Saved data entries

──────────

PR #2181, opened 2025-03-11
Move netcdfpar build to postamble

islas:
TYPE: bug fix

KEYWORDS: netcdfpar, configure, make

SOURCE: internal

DESCRIPTION OF CHANGES:
Problem:
Control of whether the external/io_netcdfpar folder is controlled via the presence of `NETCDFPAR_BUILD = CONFIGURE_NETCDFPAR_BUILD` which is replaced by a substitution in arch/Config.pl. However, currently this relies on all stanzas to include this value verbatim, otherwise that stanza will be unable to skip building the netCDF parallel IO code.    

Solution:
Since this is required regardless of stanza selected this should be isolated from the arch/configure.defaults and relocated to a common location for all stanzas to automatically use. Following current substitution variable layout, this is placed in arch/postamble.

TESTS CONDUCTED: 
1. Tested to ensure CMake and make builds of common stanzas are unaffected.

RELEASE NOTE: 
Fix uncontrollable building of external/io_netcdfpar folder for all stanzas


islas:
See forum post https://forum.mmm.ucar.edu/threads/netcdfparpath.20997/ for more detail on originating issue.

mgduda (approved):

smileMchen (approved):

PR #2185, opened 2025-03-26
Removed unnecessary factor in computation of dry air density in modul…

saneku:
Removed unnecessary factor in computation of dry air density in module_chem_utilities.F

TYPE: bug fix

KEYWORDS: WRF-Chem, dry air density

SOURCE: NOAA GSL, Alexander Ukhov (KAUST)

DESCRIPTION OF CHANGES:
Problem:
It was found that dry air density was miscalculated.

Solution:
Removed unnecessary factor. Simulations before and after did not show any significant difference, as expected.

before_and_after

LIST OF MODIFIED FILES:
M chem/module_chem_utilities.F

TESTS CONDUCTED: 

RELEASE NOTE: Fixed calculation of dry air density in module_chem_utilities.F. The bug had a very minor effect.

### DIFF
--- a/chem/module_chem_utilities.F
+++ b/chem/module_chem_utilities.F
@@ -78,7 +78,7 @@ CONTAINS
 
       p_phy(i,k,j) = p(i,k,j) + pb(i,k,j)
       t_phy(i,k,j) = (t(i,k,j)+t0)*(p_phy(i,k,j)/p1000mb)**rcp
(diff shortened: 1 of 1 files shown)


jordanschnell (approved):
Thanks for this bug fix!

weiwangncar (approved):

PR #556, opened 2025-03-16
Add NAM-specific app wrapper

olilarkin:
This PR takes the iPlug2 APP wrapper code and duplicates it into /app, updating the Xcode and Visual Studio projects to use the NAM-specific code. This means that someone can fix e.g. #157 without having to fix the code in iPlug2 (which needs a more thorough reworking for flexible multichannel support).

It may also be necessary to do the same thing for IPlugAPP.h and IPlugAPP.cpp but I don't think so.

### DIFF
--- a/NeuralAmpModeler/app/IPlugAPP_dialog.cpp
+++ b/NeuralAmpModeler/app/IPlugAPP_dialog.cpp
@@ -1,0 +1,794 @@
+/*
+ ==============================================================================
+ 
+ This file is part of the iPlug 2 library. Copyright (C) the iPlug 2 developers. 
+ 
+ See LICENSE.txt for  more info.
+ 
+ ==============================================================================
+*/
+
+#include "IPlugAPP_host.h"
+#include "config.h"
+#include "resource.h"
+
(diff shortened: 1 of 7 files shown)


sdatkinson:
Thanks @olilarkin!

An alternative I see would be to go on a fork of the iPlug2 repo and make changes there. The main advantage is that the version control would have better continuity--this PR has lots of "green" which makes it hard to understand what the changes are (Can you lmk if there are any? Or is this just a copy-paste? Otherwise I'll have a look & `diff` it myself).  I imagine that a similar issue would happen in the future if/when we merge back up?

Lmk your thoughts.

olilarkin:
It’s just a copy paste from the iPlug2/IPlug/App folder that is the code currently used by v0.7.3

its up to you… the app wrapper code is just code to host an IPlugApp … if i manage to land a much better app wrapper it shouldn’t be hard to switch back to use that

sdatkinson:
I like the motivation for #157, so I'm going to go ahead and try to get this merged after I ship the next release (trying to finish that up asap)

Issue #261, opened 2023-05-18
[FEATURE] iOS support


sdatkinson:
Issue to track support for iOS.

sdatkinson:
Requires #114

sdatkinson:
Just built it onto my iPad Air (4th generation) today. A few nits, but it ran fine :)

demym:
@sdatkinson did you try to run it on iPad using an external soundcard ? As you may know, to me it crashes that way

sdatkinson:
@demym  

> @sdatkinson did you try to run it on iPad using an external soundcard ? As you may know, to me it crashes that way

Yep. Used a Focusrite Scarlett and played the standalone, routing my instrument through input 1 (via DI box) and listened via the interface's headphones output.

I don't recall if I had to do any configuring to use the interface originally, but I've used it to record on some version of ProTools I think it was, if I'm not mistaken.

mariuslacatus:
iOS support would absolutely be great. I'll try my hand at trying to build it as well. Any useful tips or gotchas for building it for iOS?

bobbyj8866:
I would buy an Auv3 version of NAM for iOS. That would sell. And support further development methinks.

Offroaders123:
I am looking to locally compile the NAM plugin to 'iOS-App with AUv3' so I can run it as a dev build on my iPad. I am getting errors in Xcode with trying to resolve paths to certain dependencies. Is it something I didn't configure correctly?

<img width="538" alt="Compilation Issue Log" src="https://github.com/user-attachments/assets/512dcfc6-9a3c-4cb6-959b-ae94ec24cd5a" />

My thoughts are that it has something to do with how the Groups are defined inside of the `.xcodeworkspace` or `.xcodeproj` file. I am starting to get into Xcode development, so I'm not too familiar with things yet.

I am however able to locate the missing `resample.cpp` file inside of the folder itself, it just seems that Xcode can't resolve where it is.

Thank you! 🎸

sdatkinson:
Ah. You probably need to add these files to the XCode workspace. I might have missed doing that with some files.

It might feel a little odd but XCode kind of has its own project file organization that's independent from how the files exist on the computer filesystem. I personally don't find it super-helpful, but c'est la vie. You get used to it.

Feel free to PR me a change that adds them.

Feel free also to PR something that changes the CI build to try making the iOS AUv3--curious if we can just keep that working.

Offroaders123:
[...]

PR #588, opened 2025-09-03
Fix resample.cpp path issue

yesung31:
## Description
Fix resample.cpp path issue for iOS build.


yesung31:
I was having the same issue as @Offroaders123 in #261, and changing the path fixed the issue for me. I have only tried it build it for iPad, and maybe there is the same issue on the macOS one.

sdatkinson:
I don't see where it's being used. Want to check? If it looks like it's not being used, wanna try removing it and see if that works? This would be a better fix if my hunch is correct 🙂 Thanks!

yesung31:
I was having an issue when I was building iOS app on Xcode. This is the error I got:
```
/Users/yesung/Projects/NeuralAmpModelerPlugin-main/NeuralAmpModeler/projects/resample.cpp Build input file cannot be found: '/Users/yesung/Projects/NeuralAmpModelerPlugin-main/NeuralAmpModeler/projects/resample.cpp'. Did you forget to declare this file as an output of a script phase or custom build rule which produces it?
```
Adding the path fixes the error.

The app still does not function but at least it builds with this fix.

PR #599, opened 2025-12-09
Fix missing path separator in prepare_resources-mac.py

adamnsch:
**Thanks for making a Pull Request!**
Please fill out this template so that you can be sure that your PR does everything it needs to be accepted.

## Description
Fixes a bug in the macOS resource copying script where `TARGET_BUILD_DIR` and `UNLOCALIZED_RESOURCES_FOLDER_PATH` were concatenated without a path separator, causing resources to be copied to an invalid path.

**Before:** `/Users/name/ApplicationsApp.app/Contents/Resources` (missing slash)
**After:** `/Users/name/Applications/App.app/Contents/Resources` (correct)

This caused the standalone app to crash on startup with a segmentation fault when trying to render UI elements with missing bitmaps.

## PR Checklist (none are applicable for this change)
- [ ] Did you format your code using [`format.bash`](https://github.com/sdatkinson/NeuralAmpModelerPlugin/blob/main/format.bash)?
- [ ] Does the VST3 plugin pass all of the unit tests in the [VST3PluginTestHost](https://steinbergmedia.github.io/vst3_dev_portal/pages/What+is+the+VST+3+SDK/Plug-in+Test+Host.html)? (Download it as part of the VST3 SDK [here](https://www.steinberg.net/developers/).)
  - [ ] Windows
  - [ ] macOS
- [ ] Does your PR add or remove any graphical assets? If yes, are they defined in [config.h](https://github.com/olilarkin/NeuralAmpModelerPlugin/blob/main/NeuralAmpModeler/config.h) and added in the two required locations in [main.rc](https://github.com/olilarkin/NeuralAmpModelerPlugin/blob/main/NeuralAmpModeler/resources/main.rc)?

### DIFF
--- a/NeuralAmpModeler/scripts/prepare_resources-mac.py
+++ b/NeuralAmpModeler/scripts/prepare_resources-mac.py
@@ -31,9 +31,9 @@ def main():
             + "/Resources"
         )
     else:
-        dst = (
-            os.environ["TARGET_BUILD_DIR"]
-            + os.environ["UNLOCALIZED_RESOURCES_FOLDER_PATH"]
+        dst = os.path.join(
+            os.environ["TARGET_BUILD_DIR"],
+            os.environ["UNLOCALIZED_RESOURCES_FOLDER_PATH"]
         )
 
     if os.path.exists(dst) == False:


adamnsch:
Hi @sdatkinson,

> Users have reported the AU crashing in Logic. I wonder if this is the root cause.

Yes, that might be the issue. Do you have any bug reports/stack traces? I don't think it should impact AU and Logic specifically though, and I'm an Ableton user myself so cannot really test it

> Any suggestions how this might be asserted in a test? It'd be good for this to stay fixed :)

Yes, I think we could add something this to `.github/workflows/build-native.yml`:
```
    - name: Verify macOS bundle resources
      if: matrix.os == 'macOS-latest'
      run: |
        # Unzip the built artifact to verify resources were copied correctly
        cd ${{env.PROJECT_NAME}}/${{matrix.build_dir}}/out
        unzip -q *-mac.zip -d verify_tmp

        # Check each plugin bundle has resources
        for BUNDLE in verify_tmp/*.component verify_tmp/*.vst3; do
          if [ ! -d "$BUNDLE" ]; then
            continue
          fi

          RESOURCES="$BUNDLE/Contents/Resources"
          BUNDLE_NAME=$(basename "$BUNDLE")

          if [ ! -d "$RESOURCES" ]; then
            echo "ERROR: Resources directory missing in $BUNDLE_NAME"
            rm -rf verify_tmp
            exit 1
          fi

          COUNT=$(ls -1 "$RESOURCES" 2>/dev/null | wc -l)
          if [ "$COUNT" -eq 0 ]; then
            echo "ERROR: Resources directory is empty in $BUNDLE_NAME"
            rm -rf verify_tmp
            exit 1
          fi

          echo "$BUNDLE_NAME has $COUNT resources"
        done

        # Cleanup
        rm -rf verify_tmp
        echo "All macOS bundles verified successfully"
      shell: bash
  ```
At least it works locally on my machine (fails before fix, and passes after). We could also verify the path directly in the `prepare_resources-mac.py` script, but that kind of depends on an implementation detail and is less robust I think

Btw, let me know if you have any good "first issues" or smaller projects you want me to pick up. Would love to contribute more to this fantastic project :)

jlephay:
@sdatkinson @adamnsch could you elaborate in which context this bug happens exactly? I tried to read the code but got a bit lost. Does it concern only the standalone app, or does the au/vst plugin crash too because of that? Im about to switch to MacOS and I will mainly use NAM as a plugin in Ableton, am I concerned by this if I install v0.7.13? And if so is there a quickfix while waiting for a new release? Thx in advance.

sdatkinson:
@adamnsch cool. Happy to take a PR for that test.

Hi @jlephay. I haven't personally observed the issue that this claims to fix. 0.7.13, which doesn't include this fix, will probably be fine. I wouldn't be concerned to install 0.7.13 and see. If it doesn't work, then you can always wait for next version which will include this change, build it yourself in the meantime, or use another NAM-supporting plugin. Plenty of options :)

jlephay:
@sdatkinson I just installed the v0.7.13 VST3 on a fresh MacOS tahoe and I can confirm that there's no issue. Thx for your reply.

Issue #34, opened 2023-01-13
Linux support


jardous:
It would be nice to have a native support for Linux

sdatkinson:
I'll have to look to see how much work this is--depends mainly on the iPlug2 framework that this is built on top of.

Likely to either be really easy, or basically out of scope for this repo, and unlikely anything between 🙂

avanzzzi:
Currently trying to build the plugin for Linux to solve this.

mikeoliphant:
The core code builds and runs fine in Linux.

I'm currently working on an LV2 plugin port:

https://github.com/mikeoliphant/neural-amp-modeler-lv2

Right now it is using hacked up version of the core NAM code files, but I'll switch it to a submodule reference once issue https://github.com/sdatkinson/NeuralAmpModelerPlugin/issues/90 is resolved.

avanzzzi:
Thanks for the info! I'm looking to create a cmake build file and integrate it in the build and release process. I did some research and iPlug2 currently doesn´t have the linux version merged (There are two branches that will help here "cmake" and "linux" ) so I'll work from there but knowing it builds is a good sign for this task.

Update: Ok, saw your lv2 branch and it already builds on Linux so I think I can concentrate on the integration and release of the VST Linux version.

RustoMCSpit:
I'd like to add Flatpak support is important too

Lord-Valen:
This issue seems to be asking for a linux native NAM plugin? It should probably be renamed to distinguish it from #148.

zmrocze:
Having vst3/vst2 version would be great!

paranoidi:
@avanzzzi VST version would be awesome, LV2 does not work for me (bitwig does not support LV2). I tried lv2st wrapper, but no luck with that either.

Edit: Tried Ildaeil and no luck with that either.

avanzzzi:
> [@avanzzzi](https://github.com/avanzzzi) VST version would be awesome, LV2 does not work for me (bitwig does not support LV2). I tried lv2st wrapper, but no luck with that either.
> 
> Edit: Tried Ildaeil and no luck with that either.

As a native solution, you can try https://github.com/brummer10/NeuralRack at the moment.

[...]

PR #602, opened 2026-01-05
Suggest a more comprehensive plugin as an alternative for Linux

avanzzzi:
## Description
Add to the README a more comprehensive plugin as an alternative for Linux, as commented in #34


sdatkinson:
Thanks for the PR.

It looks like [NeuralRack](https://github.com/brummer10/NeuralRack) uses [NeuralAudio](https://github.com/mikeoliphant/NeuralAudio), not [NeuralAmpModelerCore](https://github.com/sdatkinson/NeuralAmpModelerCore).

The primary objective of this repo is to demonstrate the use of NeuralAmpModelerCore. Since NeuralRack doesn't do that, I don't want to recommend it as an alternative since it doesn't achieve that goal.

PR #611, opened 2026-03-10
fix: only reset model on sample rate or buffer size change

### LINKED ISSUE #610: [BUG] Delay on playback in Reaper with many NAM instances
**Thanks for taking the time to write a bug report!** Use the following prompts to help you describe what's going on.  The more info you provide, the easier it'll be to understand how to fix it for you without having to come back and ask you questions.

## Before you make a new bug report:
- [x] Have you searched the Issues to see if your problem has already been reported? If it has, please follow that Issue instead of opening a duplicate!
- [x] Have you checked the [Rough edges](https://github.com/sdatkinson/NeuralAmpModelerPlugin/tree/main?tab=readme-ov-file#rough-edges) for help?

## Description
Delay on playback in Reaper with many NAM instances. Whenever I press play in a project with a few instances (maybe 8 or so) there's a delay before playback. When the tracks with NAM are muted there's no delay.

## To reproduce
1. Insert two NAM instances on a track, a pedal and amp
2. Copy this track a few times, it seems there's a linear increase in delay time so 10 tracks should be fairly obvious
3. Insert a track without effects with some kind of music or something so it's obvious when playback is started
4. Play back
Result: There's a delay before playback is started
Expected: There's no delay before playback is started
5. Mute all of the NAM tracks
Result: There's no delay before playback is started

## Expected behavior
There's no delay before playback is started.

## Screenshots
N/A

## Computer & other info
**(please provide the following information):**
 - OS [e.g. Windows 10, macOS 10.15]
 Win 11
 - Onboard graphics & version
 Geforce 5070Ti with version before latest
 - Plugin version [e.g. 0.7.10]
 0.7.13
 - Standalone, VST3, or AU
 VST3
 - DAW (if applicable)
 Reaper v7.61
 - Audio interface [e.g. Focusrite Scarlett Solo 3rd Gen]
 Roland Quad-Capture
 - Sample rate [e.g. 44.1 kHz]
 48Khz
 - Buffer size [e.g. 256 samples]
 128 samples
 - Provide a model that the bug happens with (_except_ if the bug happens _without_ a model loaded) _Note: Please try using [linear_10.nam](https://github.com/sdatkinson/neural-amp-modeler/blob/8cf2580121f181e751da9b7003fe72195d80955c/tests/resources/models/identity/linear_10.nam) 
 - and [wavenet_minimal](https://github.com/sdatkinson/neural-amp-modeler/blob/8cf2580121f181e751da9b7003fe72195d80955c/tests/resources/models/identity/wavenet_minimal.nam) and check whether they work as expected._
 I tested using https://www.tone3000.com/tones/dallas-rangemaster-treble-booster-clone-hyper-accuracy-31234 V10 T10 S and https://www.tone3000.com/tones/friedman-jose-arredondo-teaser-hyper-accuracy-52652 any model with S
 - Provide an IR that the bug happens with (_except_ if the bug happens _without_ an IR loaded)
 No IR used.
 - **Does the bug _not_ happen under some other conditions?** If you can find what _one_ thing makes the difference between the bug appearing and not, this _drastically_ improves the chances I can fix it.
 With NAM instances not processing

henrikvilhelmberglund:
**Thanks for making a Pull Request!**
Please fill out this template so that you can be sure that your PR does everything it needs to be accepted.

## Description
What does your PR do?
Include [Closing words](https://docs.github.com/en/issues/tracking-your-work-with-issues/using-issues/linking-a-pull-request-to-an-issue) to link this PR to the Issue(s) that it relates to.

This PR changes `_ResetModelAndIR()` to only reset the model when the sample rate or buffer size changed. For me adding many NAM instances caused a hitch/delay on playback start which increased with the amount of instances. Changing the reset to only happen when sample rate/buffer size changed removed this delay completely.

Maybe there was a reason for this reset, I have no idea about audio processing really, I only know that this fixed the issue for me.

Feel free to make changes.

fixes https://github.com/sdatkinson/NeuralAmpModelerPlugin/issues/610

## PR Checklist
- [ ] Did you format your code using [`format.bash`](https://github.com/sdatkinson/NeuralAmpModelerPlugin/blob/main/format.bash)?
Formatted using clang-format
- [x] Does the VST3 plugin pass all of the unit tests in the [VST3PluginTestHost](https://steinbergmedia.github.io/vst3_dev_portal/pages/What+is+the+VST+3+SDK/Plug-in+Test+Host.html)? (Download it as part of the VST3 SDK [here](https://www.steinberg.net/developers/).)
  - [x] Windows
  - [ ] macOS (can't test because of no machine)
- [ ] Does your PR add or remove any graphical assets? If yes, are they defined in [config.h](https://github.com/olilarkin/NeuralAmpModelerPlugin/blob/main/NeuralAmpModeler/config.h) and added in the two required locations in [main.rc](https://github.com/olilarkin/NeuralAmpModelerPlugin/blob/main/NeuralAmpModeler/resources/main.rc)?

### DIFF
--- a/NeuralAmpModeler/NeuralAmpModeler.cpp
+++ b/NeuralAmpModeler/NeuralAmpModeler.cpp
@@ -613,14 +613,20 @@ void NeuralAmpModeler::_FallbackDSP(iplug::sample** inputs, iplug::sample** outp
 
 void NeuralAmpModeler::_ResetModelAndIR(const double sampleRate, const int maxBlockSize)
 {
+  auto needsReset = [&](const std::unique_ptr<ResamplingNAM>& m) {
+    return m->GetExpectedSampleRate() != sampleRate || m->GetMaxBufferSize() != maxBlockSize;
+  };
+
   // Model
   if (mStagedModel != nullptr)
   {
-    mStagedModel->Reset(sampleRate, maxBlockSize);
+    if (needsReset(mStagedModel))
+      mStagedModel->Reset(sampleRate, maxBlockSize);
   }
   else if (mModel != nullptr)
   {
-    mModel->Reset(sampleRate, maxBlockSize);
+    if (needsReset(mModel))
+      mModel->Reset(sampleRate, maxBlockSize);
   }
 
   // IR
--- a/NeuralAmpModeler/NeuralAmpModeler.h
+++ b/NeuralAmpModeler/NeuralAmpModeler.h
@@ -164,6 +164,8 @@ public:
     mEncapsulated->ResetAndPrewarm(sampleRate, maxEncapsulatedBlockSize);
   };
 
+  int GetMaxBufferSize() const { return mMaxExternalBlockSize; };
+
   // So that we can let the world know if we're resampling (useful for debugging)
   double GetEncapsulatedSampleRate() const { return GetNAMSampleRate(mEncapsulated); };
 


sdatkinson:
Thanks for the PR.

One reason that resetting needs to happen is to reset the state of the models--"prewarm" them with a stream of silent input.

If this isn't done, then the first thing you'll hear is the remnants of the last thing you were doing before you stopped playback.

This "process zeroes" might also be the reason why it takes a moment to start playback, though it's honestly a bit of its own mystery why that would be noticeable with only 8 NAMs running. I can ask more questions on the Issue if you don't figure it out first.

But for now, I'm going to close this since I don't think this is okay to do.

henrikvilhelmberglund:
I didn't notice any remnants of sound, only noticed the lack of delay when starting playback, but I can test more later.

henrikvilhelmberglund:
I tested this a bit more today (after rebasing on the latest version), the latest version still had the issue and this PR still fixed it. I think there's a slightly more audible pop when seeking while playing back, but I also think this is just because there is less lag on seek and no silence at the start of the seeking so more of the artifact is apparent. In other words, you trade a slightly more apparent artifact when seeking while playing back (nothing when stopped) for faster startup of playback/recording/seeking.

You could just try it out and see if you can actually hear the supposed remnant of sound, I can't really. If not viable as a replacement it could be made into a switch so the user can decide if they want mathematical correctness or less delay.

Issue #459, opened 2024-04-06
[BUG] Earlier serialized states won't load correctly


sdatkinson:
#458 breaks old plugin serialized states.

Implement a legacy unserializer.

PR #637, opened 2026-06-04
Add Pre/Off/Post EQ placement (closes #478)

### LINKED ISSUE #478: [FEATURE] Pre & Post EQ toggle/switch
To allow more shaping of tones.

silvansky:
Closes #478.

Adds a **Pre / Off / Post** control for the tone stack (EQ), so the EQ can run before the NAM model, after it, or be bypassed. The blocker noted in #478 (#459 — legacy unserializer) has since been resolved, and this PR routes the new parameter through that existing migration framework so old projects keep loading correctly.

Screenshot 2026-06-04 at 20 48 07

## What changed

- **Param:** merged the old `kEQActive` bool into a single 3-state enum `kEQMode` `{"Pre","Off","Post"}` (default **Post**, i.e. the current behavior). Enum `EEQMode { kEQModePre, kEQModeOff, kEQModePost }`.
- **DSP (`ProcessBlock`):** in **Pre** mode the tone stack processes the signal feeding the model (gate *detection* stays on the raw input); in **Post** mode it runs after the model as before; **Off** bypasses it. The tone stack is invoked exactly once (Pre XOR Post) and writes to its own buffer (no input/output aliasing).
- **UI:** replaced the EQ slide switch with an `IVTabSwitchControl` (Pre/Off/Post) plus a label, in the same spot. EQ knobs grey out in **Off**.
- **Backward compatibility (`Unserialization.cpp`, version `0.8.0` → `0.8.1`):** new `_GetConfigFrom_0_8_1` reader (param renamed `ToneStack` → `EQ`), and a migration in `_UpdateConfigFrom_0_7_14` mapping the legacy bool (`on → Post`, `off → Off`). Because the older readers chain through `_UpdateConfigFrom_0_7_14`, presets from **all** prior versions — including current 0.8.0 — migrate correctly; new presets round-trip via the 0.8.1 reader.

Legacy presets can only map to **Post** (pre-model EQ didn't exist before) — intended.

### On the version slot

Rebased onto current `main` (0.8.0), and the new reader is gated at `_Version(0, 8, 1)` rather than a patch of the 0.8.x line that already exists.

This matters, because the serialized chunk stores unnamed ordered doubles: if the `EQ` reader were gated at any version **≤ 0.8.0**, every preset written by the released 0.8.0 would be read with slot 8 (`ToneStack`, a bool) reinterpreted as the `EQ` enum — `1.0` (tone stack on) → `kEQModeOff`, `0.0` (off) → `kEQModePre`. Inverted, and the `ToneStack → EQ` migration would never run for that range. Gating at 0.8.1 keeps 0.7.14 … 0.8.0 on the `ToneStack` reader where the migration applies.

Happy to renumber if you'd prefer a different version slot — 0.8.1 is just the next patch; if you have your own 0.8.1 planned with different serialization, say the word and I'll move it.

## Notes

- The 7 `*-Info.plist` changes and the `installer/NeuralAmpModeler.iss` bump are auto-generated from the `config.h` version bump, via this repo's own `scripts/update_version-mac.py`, `update_version-ios.py` and `update_installer-win.py`.
- I did not run `format.bash`: my local clang-format (v22) reformats unrelated pre-existing code (collapsing short brace-bodies per the repo's `.clang-format`), which would add churn. It also wants to re-wrap two of the lines this PR adds — happy to apply whichever clang-format version you consider canonical if you'd like the added lines normalized.

## Testing (per CONTRIBUTING)

- [x] The standalone plugin builds.
- [x] The plugin runs.
  - [x] The plugin makes sound.
  - [x] You can load a new-style (file) model.
  - [x] You can load an old-style (directory) model.
  - [x] You can load a supported IR.
  - [x] The EQ section works (Pre/Off/Post switch + knobs; Pre vs Post audibly changes tone, Off bypasses).
- [x] The VST3 plugin builds.
  - [x] The plugin passes validation. Ran **pluginval 1.0.4 @ strictness 8** (the tool this repo's CI uses) against the VST3 → **SUCCESS, 0 failures**. Covers `Plugin state` + `Plugin state restoration` (exercises the new serialization/migration), `Audio processing` and `Non-releasing audio processing` across 44.1/48/96 kHz × block sizes 64–1024, `Automation`, `Parameters`, `Parameter thread safety`, and `Fuzz parameters`.
- [x] The AU plugin builds.


silvansky:
@sdatkinson any thoughts?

──────────

### What to produce
An exact, complete copy of the lines above from the one with "I tested this" through the one with "Closes #478." is the whole answer.

### Worked solution
I tested this a bit more today (after rebasing on the latest version), the latest version still had the issue and this PR still fixed it. I think there's a slightly more audible pop when seeking while playing back, but I also think this is just because there is less lag on seek and no silence at the start of the seeking so more of the artifact is apparent. In other words, you trade a slightly more apparent artifact when seeking while playing back (nothing when stopped) for faster startup of playback/recording/seeking.

You could just try it out and see if you can actually hear the supposed remnant of sound, I can't really. If not viable as a replacement it could be made into a switch so the user can decide if they want mathematical correctness or less delay.

Issue #459, opened 2024-04-06
[BUG] Earlier serialized states won't load correctly


sdatkinson:
#458 breaks old plugin serialized states.

Implement a legacy unserializer.

PR #637, opened 2026-06-04
Add Pre/Off/Post EQ placement (closes #478)

### LINKED ISSUE #478: [FEATURE] Pre & Post EQ toggle/switch
To allow more shaping of tones.

silvansky:
Closes #478.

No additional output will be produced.